**WORK TO BE COMPLETED:** Which of the lines in the records below hold the string "Bool"? Copy every one of them.

**RECORDS FOR THIS EXERCISE:**

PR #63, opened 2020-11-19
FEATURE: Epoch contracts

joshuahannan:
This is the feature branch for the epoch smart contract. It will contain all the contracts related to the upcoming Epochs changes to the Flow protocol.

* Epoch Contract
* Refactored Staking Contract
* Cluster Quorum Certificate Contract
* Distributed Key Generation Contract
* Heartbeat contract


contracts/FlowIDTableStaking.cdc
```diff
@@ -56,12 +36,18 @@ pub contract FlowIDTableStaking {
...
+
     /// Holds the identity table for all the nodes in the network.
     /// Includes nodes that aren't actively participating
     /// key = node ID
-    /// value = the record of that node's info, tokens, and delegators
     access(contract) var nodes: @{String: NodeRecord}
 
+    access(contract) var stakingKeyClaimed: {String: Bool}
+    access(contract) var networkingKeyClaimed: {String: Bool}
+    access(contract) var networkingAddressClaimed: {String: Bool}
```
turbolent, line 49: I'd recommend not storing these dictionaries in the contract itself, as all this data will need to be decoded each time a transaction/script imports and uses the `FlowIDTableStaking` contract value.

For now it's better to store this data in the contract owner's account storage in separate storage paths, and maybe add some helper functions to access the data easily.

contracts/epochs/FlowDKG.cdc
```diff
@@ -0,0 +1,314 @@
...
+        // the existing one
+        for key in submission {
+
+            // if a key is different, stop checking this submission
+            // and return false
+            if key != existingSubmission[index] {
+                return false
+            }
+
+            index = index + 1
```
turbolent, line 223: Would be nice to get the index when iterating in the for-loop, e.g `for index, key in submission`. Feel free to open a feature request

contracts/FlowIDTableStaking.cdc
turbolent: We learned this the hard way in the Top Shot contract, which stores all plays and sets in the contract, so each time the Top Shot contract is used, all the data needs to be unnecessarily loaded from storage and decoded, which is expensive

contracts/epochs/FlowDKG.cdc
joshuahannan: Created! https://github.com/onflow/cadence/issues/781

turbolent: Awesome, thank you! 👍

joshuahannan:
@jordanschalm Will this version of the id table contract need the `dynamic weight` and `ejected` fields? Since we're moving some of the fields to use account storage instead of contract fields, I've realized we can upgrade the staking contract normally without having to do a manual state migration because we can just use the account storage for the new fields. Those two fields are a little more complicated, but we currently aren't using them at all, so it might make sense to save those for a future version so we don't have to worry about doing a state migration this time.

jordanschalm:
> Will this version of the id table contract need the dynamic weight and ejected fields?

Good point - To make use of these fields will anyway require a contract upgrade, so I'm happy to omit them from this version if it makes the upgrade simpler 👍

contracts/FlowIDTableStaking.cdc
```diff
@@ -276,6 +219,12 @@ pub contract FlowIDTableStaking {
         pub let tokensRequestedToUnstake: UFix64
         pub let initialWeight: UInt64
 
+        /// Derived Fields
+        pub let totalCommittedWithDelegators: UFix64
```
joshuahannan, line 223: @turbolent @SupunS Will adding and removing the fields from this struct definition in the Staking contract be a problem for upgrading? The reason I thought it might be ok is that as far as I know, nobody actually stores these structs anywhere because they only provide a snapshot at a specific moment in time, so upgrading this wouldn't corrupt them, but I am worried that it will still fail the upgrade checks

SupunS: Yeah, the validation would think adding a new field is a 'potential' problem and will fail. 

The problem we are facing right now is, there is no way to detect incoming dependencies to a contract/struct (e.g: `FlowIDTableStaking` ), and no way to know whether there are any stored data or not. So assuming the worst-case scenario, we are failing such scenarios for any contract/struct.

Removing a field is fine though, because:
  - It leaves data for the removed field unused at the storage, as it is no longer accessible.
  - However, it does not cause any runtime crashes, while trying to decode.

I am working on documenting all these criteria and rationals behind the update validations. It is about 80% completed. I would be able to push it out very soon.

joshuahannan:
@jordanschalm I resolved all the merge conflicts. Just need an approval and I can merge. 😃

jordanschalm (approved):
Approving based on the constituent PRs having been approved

---

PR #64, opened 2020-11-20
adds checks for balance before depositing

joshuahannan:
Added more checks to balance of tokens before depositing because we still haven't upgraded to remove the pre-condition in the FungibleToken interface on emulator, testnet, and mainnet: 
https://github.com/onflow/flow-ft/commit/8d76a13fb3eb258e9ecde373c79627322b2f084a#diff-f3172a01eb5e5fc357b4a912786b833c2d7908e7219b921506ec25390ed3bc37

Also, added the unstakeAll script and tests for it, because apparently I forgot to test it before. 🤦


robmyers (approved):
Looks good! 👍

**REPLY TO THE EXERCISE:**
+    access(contract) var stakingKeyClaimed: {String: Bool}
+    access(contract) var networkingKeyClaimed: {String: Bool}
+    access(contract) var networkingAddressClaimed: {String: Bool}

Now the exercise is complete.